The Greatest Justice

The following essay, one of the final ones for our John Paul Stevens series, was written by Cliff Sloan.  Sloan clerked for Justice Stevens during the 1985 Supreme Court Term, and is now a partner at Skadden, Arps, Slate, Meagher, & Flom.

Justice John Paul Stevens is the greatest Justice in Supreme Court history.

I say this, not as hyperbole, but as a reflection of the record he has compiled in his thirty-four and one-half years on the Court.  It is a description warranted by his vast influence over wide swathes of the law, especially those that go to the heart of our constitutional democracy.  His contributions to our jurisprudence are profound, and will endure.  And I say “greatest,” not just “great,” because even our most storied Justices have not compiled a record that rivals or surpasses Justice Stevens’ record.

At the outset, one clarifying point about the frame of reference.  I am excluding Chief Justices from the comparison, for they have powers unavailable to Associate Justices.  This principle, of course, takes John Marshall, Earl Warren, and the other Chiefs out of consideration.

Justice Stevens is the greatest Justice for at least four reasons.  First, his record of protecting and maintaining the rule of law during the “war on terror” stands unique in Supreme Court annals.  He wrote two of the three seminal decisions squarely rejecting the government’s deprivation of legal rights at Guantanamo (Rasul v. Bush and Hamdan v. Rumsfeld), and he was a key member of the five-Justice majority in the third decision of this extraordinary trilogy (Boumediene v. Bush).  His galvanizing role in these cases, reaching back to his experience as a law clerk in the 1947 Term, has been well-chronicled.  At other times in our nation’s history, when confronted with claims of wartime authority, the Supreme Court has flinched (as in Korematsu).  Under Justice Stevens’ leadership and opinions, the Court did not flinch.  Instead, it stood powerfully for legal protections, even in a time of great national fear and anxiety. That achievement alone may establish Justice Stevens’ role as the greatest Justice.  But it is far from his only accomplishment.

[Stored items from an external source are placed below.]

PR #1142, opened 2016-05-24
Track repo activation on the client side

jcmorrow:
In order to get correct statistics for our paid marketing efforts we
need conversion events to be tracked on the client side so that segment
can drop in the appropriate conversion pixels.

https://trello.com/c/sublWZZi

### DIFF
--- a/app/assets/javascripts/directives/repo.js.coffee.erb
+++ b/app/assets/javascripts/directives/repo.js.coffee.erb
@@ -6,6 +6,7 @@ App.directive 'repo', ['Subscription', 'StripeCheckout', 'User', (Subscription, 
       scope.processing = true
 
       scope.repo.$activate()
+        .then((repo) -> track_repo_activated(repo))
         .catch((response) -> alert(errorMessage(response.data)))
         .finally(-> scope.processing = false)
 
@@ -54,6 +55,7 @@ App.directive 'repo', ['Subscription', 'StripeCheckout', 'User', (Subscription, 
 
     saveSubscription = (subscription) ->
       subscription.$save().then((response) ->
+        track_repo_activated(response)
         scope.repo.active = true
         scope.repo.stripe_subscription_id = response.stripe_subscription_id
       ).catch(->
@@ -84,4 +86,14 @@ App.directive 'repo', ['Subscription', 'StripeCheckout', 'User', (Subscription, 
           deactivateRepo()
       else
         createSubscription()
+
+    track_repo_activated = (repo) ->
+      window.analytics.track(
+        "Repo Activated",
+        properties: {
+          name: repo.full_github_name,
+          private: repo.private,
+          revenue: repo.price_in_dollars
+        }
+      )
 ]
--- a/app/controllers/activations_controller.rb
+++ b/app/controllers/activations_controller.rb
@@ -6,7 +6,6 @@ class ActivationsController < ApplicationController
 
   def create
     if activator.activate
-      analytics.track_repo_activated(repo)
       render json: repo, status: :created
     else
       analytics.track_repo_activation_failed(repo)
--- a/app/controllers/subscriptions_controller.rb
+++ b/app/controllers/subscriptions_controller.rb
@@ -6,8 +6,6 @@ class SubscriptionsController < ApplicationController
 
   def create
     if activator.activate && create_subscription
-      analytics.track_repo_activated(repo)
-
       render json: repo, status: :created
     else
       activator.deactivate
--- a/app/models/analytics.rb
+++ b/app/models/analytics.rb
@@ -20,17 +20,6 @@ class Analytics
     )
   end
 
-  def track_repo_activated(repo)
-    track(
-      event: "Repo Activated",
-      properties: {
-        name: repo.full_github_name,
-        private: repo.private,
-        revenue: repo.plan_price,
-      }
-    )
-  end
-
   def track_repo_deactivated(repo)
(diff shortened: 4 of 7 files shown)


app/assets/javascripts/directives/repo.js.coffee.erb
```diff
@@ -5,7 +5,7 @@ App.directive 'repo', ['Subscription', 'StripeCheckout', 'User', (Subscription,
     activateRepo = ->
       scope.processing = true
 
-      scope.repo.$activate()
+      scope.repo.$activate().then((repo) -> track_repo_activated(repo))
         .catch((response) -> alert(errorMessage(response.data)))
```
jcmorrow: Coffeescript's implicit return interacts weirdly with promise chaining sometimes. It's hard for me to tell if this `catch` will still work appropriately in all cases.

jcmorrow:
<a href="https:&#x2F;&#x2F;trello.com&#x2F;c&#x2F;sublWZZi&#x2F;760-move-the-hound-payment-analytics-event-client-side"> Move the Hound payment analytics event client-side</a>

app/assets/javascripts/directives/repo.js.coffee.erb
gylaz: Yes, `catch` should fire for all failures (even those that can happen in `then`'s success).

What do you think about bringing `.then` on a new line, like `catch`?

gylaz:
What is the value of moving this event tracking from server-side to client-side? /cc @croaky

app/assets/javascripts/directives/repo.js.coffee.erb
```diff
@@ -84,4 +85,14 @@ App.directive 'repo', ['Subscription', 'StripeCheckout', 'User', (Subscription,
...
       else
         createSubscription()
+
+    track_repo_activated = (repo) ->
+      window.analytics.track(
+        "Repo Activated",
+        properties: {
+          name: repo.full_github_name,
+          private: repo.private,
+          revenue: repo.plan_price
```
thorncp: Is `plan_price` available here? It looks like the API renders this as [`price_in_cents`](https://github.com/houndci/hound/blob/78684b7d4ae0285cb168bc5f0cb80e64b1acf9b3/app/serializers/repo_serializer.rb#L10).

croaky:
> What is the value of moving this event tracking from server-side to client-side? /cc @croaky

In the current state, we can't tell which channels (Twitter, Facebook, Google) or specific campaigns are performing well or poorly. This change fixes that, which enables us to iterate on paid marketing experiments, which should drive new users getting value from Hound.

croaky:
https://help.segment.com/hc/en-us/articles/205511905-Client-side-vs-server-side-event-tracking

app/assets/javascripts/directives/repo.js.coffee.erb
jcmorrow: I like the newline idea. I had it like that originally and moved it  to the same line to be consistent with line 56, but I'm going to change it back.

app/assets/javascripts/directives/repo.js.coffee.erb
jcmorrow: Good catch! I've addressed this in10dfa330495102ea33ae91ff351d73703ac10851

app/assets/javascripts/directives/repo.js.coffee.erb
```diff
@@ -84,4 +86,15 @@ App.directive 'repo', ['Subscription', 'StripeCheckout', 'User', (Subscription,
           deactivateRepo()
       else
         createSubscription()
+
+    track_repo_activated = (repo) ->
+      console.log(repo);
```
croaky: Would be cool if Hound could catch leftover debugging statements

jcmorrow: I support this idea!

app/assets/javascripts/directives/repo.js.coffee.erb
```diff
@@ -84,4 +86,14 @@ App.directive 'repo', ['Subscription', 'StripeCheckout', 'User', (Subscription,
...
       else
         createSubscription()
+
+    track_repo_activated = (repo) ->
+      window.analytics.track(
+        "Repo Activated",
+        properties: {
+          name: repo.full_github_name,
+          private: repo.private,
+          revenue: (repo.price_in_cents / 100).toFixed(2)
```
croaky: Might be nice to have a `repo.price_in_dollars` method but I don't feel strongly.

croaky:
I don't know much about Angular so if you wanted a second pair of eyes there, feel free. Code looks good to me!

app/assets/javascripts/directives/repo.js.coffee.erb
gylaz: Hmm, I have a vague recollection of CoffeeLint doing that. If so, I wonder why it didn't catch this.

jcmorrow:
I really wanted to add a JS spec for this, but it feels like a lot of work given how little I know of angular/jasmine. I did verify that the events are working via segment. What do you think @gylaz?

gylaz:
> I really wanted to add a JS spec for this, but it feels like a lot of work given how little I know of angular/jasmine. I did verify that the events are working via segment.
👍 We only have 1 or 2 JS tests anyways 😞

gylaz:
:shipit:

Second, Justice Stevens has fundamentally changed – and strengthened – the Court’s jurisprudence regarding personal freedom.  As Jamal Greene has detailed in these pages, Justice Stevens has successfully re-framed the Court’s conceptual framework for personal freedom from a general “privacy” right, which is not mentioned explicitly in the Constitution, to a “liberty” right, which is prominently and explicitly protected in the Constitution.   This re-orientation is more than a matter of nomenclature or constitutional tidiness.  It has shifted the protection of personal freedom to a more secure and durable foundation.  Not coincidentally, Justice Stevens’ corresponding impact on the protection of liberty has been enormous.  To use a well-known example, Justice Stevens’ dissent in Bowers v. Hardwick, in which he disagreed with the Court’s acceptance of a criminal ban on homosexual conduct and emphasized “the abiding interest in individual liberty,” became the law of the land in Lawrence v. Texas.   Justice Kennedy’s opinion for the Court in Lawrence explicitly adopted Justice Stevens’ dissent as the basis for overruling Bowers: “Justice Stevens’ analysis  . . .  should have been controlling in Bowers and should control here.”  The remarkable seventeen-year arc of that dissent, and the more general re-fashioning of the Court’s framework from a privacy foundation to a liberty foundation, are historic triumphs.  (Full disclosure: as a law clerk, I worked with Justice Stevens on his Bowers v. Hardwick dissent.)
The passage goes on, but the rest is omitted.